Checkpoint inhibitors may impair fertility

Cancer care

By Michael Woodhead

29 Aug 2022

Immune checkpoint inhibitors have the potential to impair both immediate and future fertility in women undergoing treatment for cancer, Australian research suggests.

Results from pre-clinical animal models by scientists at  the Biomedicine Discovery Institute at Monash University and the Peter MacCallum Cancer Centre, Melbourne, have shown that CTLA-4 and PD-1 blockers can reduce the number and quality of oocytes, interfere with ovulation, and disrupt  the fertility cycle.

Immune checkpoint inhibition increased immune cell infiltration and TNF-α expression within the ovary, diminished the ovarian follicular reserve and impaired the ability of oocytes to mature and ovulate, the reported in a paper in Nature Cancer (link).

The study investigators say that if confirmed, the findings could add checkpoint inhibitors to the list for referrals for fertility preservation interventions advised for women receiving chemotherapy and radiotherapy, which are already linked to infertility and premature menopause.
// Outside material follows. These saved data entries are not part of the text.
PR #70, opened 2023-01-07
Fix compat tests + run in CI

### LINKED ISSUE #43: `test-with-podman` tests don't run in CI
I just tried running `test-with-podman` tests locally and they didn't compile. I don't think the CI is currently set up to do the testing either - it probably should.

olivierlemasle:
# PR Content Desc

- 🩹 Bug Fix

Closes #43

## Changes proposed by this PR

- Fix compatibility tests
- Run compatibility tests in CI

## 📜 Checklist

### DIFF
--- a/.github/workflows/ci.yml
+++ b/.github/workflows/ci.yml
@@ -84,6 +84,25 @@ jobs:
           command: test
           args: ${{ matrix.flags }}
 
+  compat-tests:
+    name: Compatibility Test Suite
+    runs-on: ubuntu-latest
+    strategy:
+      matrix:
+        rust:
+          - stable
+    steps:
+      - uses: actions/checkout@v3
+      - uses: actions-rs/toolchain@v1
+        with:
+          profile: minimal
+          toolchain: ${{ matrix.rust }}
+          override: true
+      - uses: actions-rs/cargo@v1
+        with:
+          command: test
+          args: --features test-with-podman
+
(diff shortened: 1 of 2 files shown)


cmeister2 (commented):
Is this test being run? I'm surprised that podman and yum commands would work on ubuntu-latest

olivierlemasle:
`podman` is actually installed in GitHub ubuntu runner image: https://github.com/actions/runner-images/blob/main/images/linux/Ubuntu2204-Readme.md#tools (I was surprised too!)

`rpm` is not needed for compat tests (`rpm`, `yum` and `dnf` are  used **inside** podman containers).

See the logs here: https://github.com/rpm-rs/rpm/actions/runs/3863408316/jobs/6585580273#step:4:419

dralley:
Couldn't we just have the CI run inside a Fedora container instead of manually spawning podman from inside the tests?  That seems simpler.

Like [this](https://github.com/rpm-software-management/createrepo_c/blob/master/.github/workflows/ci-python.yml#L9)

olivierlemasle:
I think the main advantages of the current solution are:
- tests are run on muliple OSes (currently `fedora:36`, `centos:stream9` and `centos:7`)
- the same integration tests can be executed easily both outside CI (just requires `cargo` and `podman`) and in CI

dralley (approved):

PR #83, opened 2023-02-26
Add package build time

### LINKED ISSUE #82: Add package build timestamp

troelsarvin:
- 🦚 Feature

Closes #82


troelsarvin:
Oops, should have handled test properly, regretting this PR.

PR #84, opened 2023-02-26
Adding build timestamp

### LINKED ISSUE #82: Add package build timestamp

troelsarvin:
- 🦚 Feature

Closes #82, passes "cargo test".

### DIFF
--- a/src/rpm/package.rs
+++ b/src/rpm/package.rs
@@ -240,6 +240,12 @@ impl RPMPackageMetadata {
     }
 
     #[inline]
+    pub fn get_buildtime(&self) -> Result<u32, RPMError> {
+        self.header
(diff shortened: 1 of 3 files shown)


src/rpm/package.rs
```diff
@@ -239,6 +239,12 @@ impl RPMPackageMetadata {
         self.header.get_entry_data_as_u32(IndexTag::RPMTAG_EPOCH)
     }
 
+    #[inline]
+    pub fn get_buildtime(&self) -> Result<u32, RPMError> {
```
dralley, line 243: See line 297, this already exists

troelsarvin:
Another (smaller) pull request will be brought forward making use of the existing get_build_time.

Co-lead investigator Lauren Alesi, a PhD candidate in the Monash Biomedicine Discovery Institute Ovarian Biology Laboratory, said human studies must now be prioritised.
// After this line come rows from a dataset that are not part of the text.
PR #85, opened 2023-02-26
Put build time into generated RPMs

### LINKED ISSUE #82: Add package build timestamp

troelsarvin:
- 🦚 Feature

Closes #82

### DIFF
--- a/.github/workflows/ci.yml
+++ b/.github/workflows/ci.yml
@@ -43,7 +43,7 @@ jobs:
       matrix:
         rust:
           - stable
-          - 1.60.0
+          - 1.63.0
     steps:
       - uses: actions/checkout@v3
       - uses: actions-rs/toolchain@v1
@@ -62,7 +62,7 @@ jobs:
       matrix:
         rust:
           - stable
-          - 1.60.0
+          - 1.63.0
         flags:
           - "--all-features"
           - "--no-default-features"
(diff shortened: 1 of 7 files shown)


dralley:
@troelsarvin There's no need to create new PRs, you can fix up the code in the existing ones :)  If you don't know how I can help.

Could you please squash the latter two commits into the first?

troelsarvin:
"cargo fmt" has been run now. However, I don't know how to squash commits when I have already pushed.

dralley:
Here is a tutorial on doing it from the command line but I am sure if you are using a GUI there will be a way to do the same thing.

https://thoughtbot.com/blog/git-interactive-rebase-squash-amend-rewriting-history

troelsarvin:
Thanks for the links. I found they didn't completely fit the situation where I need to rebase already-pushed commits. Now I've force-pushed the four separate commits into one. I hope that can work. Otherwise, I'll resort to sending a new, separate merge request.

dralley:
Force pushing to your own branch is perfectly fine and is exactly what you have to do to rewrite history on a PR, so you did it correctly.

dralley (approved):

dralley:
@troelsarvin Could you rebase on top of master branch?  It will fix the issue causing the CI to fail, which is unrelated to your changes.

* `git fetch $upstream-repo-remote-name` (or checkout main and git pull from the upstream)
* `git rebase master`
* `git push -f`

dralley:
So that is technically a merge not a rebase :)  What you want to do is fetch the upstream remote, then `git rebase $upstream-remote-name`, then force-push

troelsarvin:
I hope it's useful now.

dralley (approved):

PR #91, opened 2023-03-05
Support files >4gb, default to 64bit tag sizes for tag-related data

### LINKED ISSUE #65: Support packages and files with sizes larger than u32::MAX
RPM uses 64 bit tags when a file size goes beyond the maximum storable in a 32 bit unsigned integer.  See: https://rpm.org/devel_doc/large_files.html

It appears we are handling this case while parsing, but our API doesn't allow creating such packages, so the API needs to change to accommodate and we will need to handle those tags properly when writing RPMs.

dralley:
Use 64bit file tags to support file sizes >4gb.  All versions of `rpm` starting with 4.6.0 (circa 2008) support and look for the 64bit tags by default so there is little reason to support the fallback logic.

- 🩹 Bug Fix
- 🦚 Feature
- 🦣 Legacy

closes #65


dralley:
Huh.  Wonder why the test fails, nothing looks wrong...

drahnr (approved):

PR #95, opened 2023-03-06
Streamline pull request template

dralley:
The current PR template is very thorough but a bit overwhelming and overkill for most contributions, slimming it down a bit might be helpful.

### DIFF
--- a/.github/pull_request_template.md
+++ b/.github/pull_request_template.md
@@ -1,45 +1,23 @@
-<!--
+<!---
 Thank you for submitting a PR to the rust rpm implementation!
--->
 
-# PR Content Desc
-
-<!---
-DELETE all that do not apply:
--->
-
-- 🩹 Bug Fix
-- 🦚 Feature
-- 📙 Documentation
-- 🦣 Legacy
-- 🪣 Misc
-
-<!---
-Mention the linked issue here.
-This will automatically close the issue once the PR is merged
-and creates a cross reference.
--->
-
-Closes #
-
-## Changes proposed by this PR
-
-<!---
-Tell the reviewer WHAT changed, and WHY it had to change
+Commits should be distinct and have a clear purpose, with messages
+which explain to the reviewer WHAT changed, and WHY it had to change
 and how the WHAT and the WHY tie together.
--->
 
-## Notes to reviewer
+At the bottom of your commit messages, add a line "Closes #IssueNumber)"
+for any issues resolved by the commit, substituting in an actual issue number.
+This will automatically close the issue once the PR is merged and creates a
+cross reference.
 
-<!---
-Leave a message to whoever is going to review this PR.
-Mainly, pointers to review the PR, and how they can test it.
 If things are still WIP or feedback on particular impl details
-are wanted, state them here too.
+are wanted, state them here or leave comments below.
 -->
 
-## 📜 Checklist
+### 📜 Checklist
 
+- [ ] Commits are cleanly separated and have useful messages
+- [ ] A changelog entry or entries has been added to CHANGELOG.md
+- [ ] Documentation is thorough
 - [ ] Test coverage is excellent and passes
 - [ ] Works when tests are run `--all-features` enabled
-- [ ] Documentation is thorough


.github/pull_request_template.md
```diff
@@ -1,45 +1,19 @@
-<!--
-Thank you for submitting a PR to the rust rpm implementation!
--->
-
-# PR Content Desc
```
dralley, line 5: If the user creates a PR with only a single commit, their commit message will be put at the top of the file, and then it needs to be copied down below.

.github/pull_request_template.md
```diff
@@ -1,45 +1,19 @@
...
-
-<!---
-DELETE all that do not apply:
--->
-
-- 🩹 Bug Fix
-- 🦚 Feature
-- 📙 Documentation
-- 🦣 Legacy
-- 🪣 Misc
```
dralley, line 15: Tags would be better for this I think

.github/pull_request_template.md
```diff
@@ -1,45 +1,19 @@
...
-
-<!---
-Mention the linked issue here.
-This will automatically close the issue once the PR is merged
-and creates a cross reference.
--->
-
-Closes #
```
dralley, line 23: Ideally a user puts this in their commit message in which case it will show up here automatically, and this line will need to be deleted.

.github/pull_request_template.md
drahnr: Tags cannot be added by external contributors

.github/pull_request_template.md
drahnr: Which unfortunately is rarely the case

.github/pull_request_template.md
drahnr: Commit messages tend to be more brief than a content description, I am generally trying to optimize for very little version inquiry from the maintainer pov while still managing a decent experience for non-professionals/junior devs that need more guidance.

drahnr (changes requested):
I disagree, the current PR template is text entirely and the intention is to give clear guidance on what a good PRentails for those that are not regulars, which is my personal crusade to make projects more accessible.

Most PRs from outside contributors are rarely atomic, so will be squashed anyways and mandate referencing the issue in the PR desc. Verbalizing the PR content helps reflect the author on the content and gives a hint of the intent. The emojis should be removed once labels can be put on by users without requiring the user going through a form style issue submission.

.github/pull_request_template.md
dralley: To be clear, I'm not suggesting that they omit the description, the comments below still request that.  Just that the description header (this specific line) unnecessary and gets in the way a little bit.

.github/pull_request_template.md
dralley: But how is asking them to do it there different from asking them to do it here?

.github/pull_request_template.md
dralley: What is the value add of these groups though?  If the goal is to make the contributor think about the changes they are making, then changelog entries already largely accomplish this in a more effective (IMO) way.

dralley:
>I disagree, the current PR template is text entirely and the intention is to give clear guidance on what a good PRentails for those that are not regulars, which is my personal crusade to make projects more accessible.

I totally agree with this goal, I'm just not sure it's as accessible in practice as the intention.  IMO these tweaks would improve the accessibility by e.g.

* Reducing the amount of prompt increases the probability that a contributor will actually read it regularly
* Reducing the need to rearrange sections of text (dropping "closes #" if there is no issue, fixing up the auto-added commit description if there is only one commit) removes annoyances
* Reducing the duplication of information prevents it from getting outdated and reduces the hoops to jump through

dralley:
@drahnr Left responses

.github/pull_request_template.md
drahnr: I see your point, but they all apply to changelogs as well.

.github/pull_request_template.md
drahnr: Because git doesn't ask them to :) this is an explicit request as part of the work flow to open a PR

.github/pull_request_template.md
```diff
@@ -1,45 +1,23 @@
...
-
-## Changes proposed by this PR
+Thank you for submitting a PR to the rust rpm implementation!
 
-<!---
-Tell the reviewer WHAT changed, and WHY it had to change
+Ideally, commits should be cleanly separated by purpose, with messages
```
drahnr, line 4: We should drop the `Ideally, `

drahnr (approved):
I see your points, the only thing I don't necessarily agree with, is the changelogs.

Imho changelogs should optimally be generated from the git history given one has sufficient description and descriptive title in each of them.

.github/pull_request_template.md
dralley: Well, the value in that case is mostly for the end consumers not the maintainers, but it's there for someone  :)

drahnr (approved):

PR #96, opened 2023-03-06
Added RPMPackage::open()

dralley:
Adds a helper method that avoids making the user do buffer management for common use cases.

- 🦚 Feature

### DIFF
--- a/src/rpm/package.rs
+++ b/src/rpm/package.rs
@@ -1,4 +1,5 @@
-use std::path::PathBuf;
+use std::io::BufReader;
+use std::path::{Path, PathBuf};
 
 use chrono::offset::TimeZone;
 #[cfg(feature = "async-futures")]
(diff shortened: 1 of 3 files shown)


src/rpm/package.rs
```diff
@@ -34,6 +35,12 @@ pub struct RPMPackage {
 }
 
 impl RPMPackage {
+    pub fn open<P: AsRef<Path>>(path: P) -> Result<Self, RPMError> {
+        let rpm_file = std::fs::File::open(path.as_ref())?;
```
drahnr, line 39: Could we add `fs_err` to avoid the lacking io error Info? I'd be much in favor of that.

drahnr: Doc comment would be good 😊

dralley: Are you referring to https://docs.rs/fs-err/latest/fs_err/?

“Initially these [immunotherapy] treatments were thought to be less damaging (than chemo and radiotherapy) in the context of off-target effects to the body in general. However, it is now clear that inflammatory side effects in other organ systems are quite common with these drugs,” she said.

“Our study highlights that caution should be exercised by clinicians and their patients, for whom fertility may be a concern. Studies in women receiving these drugs must now be prioritised.”

Other immunotherapy classes also need to be assessed, she added.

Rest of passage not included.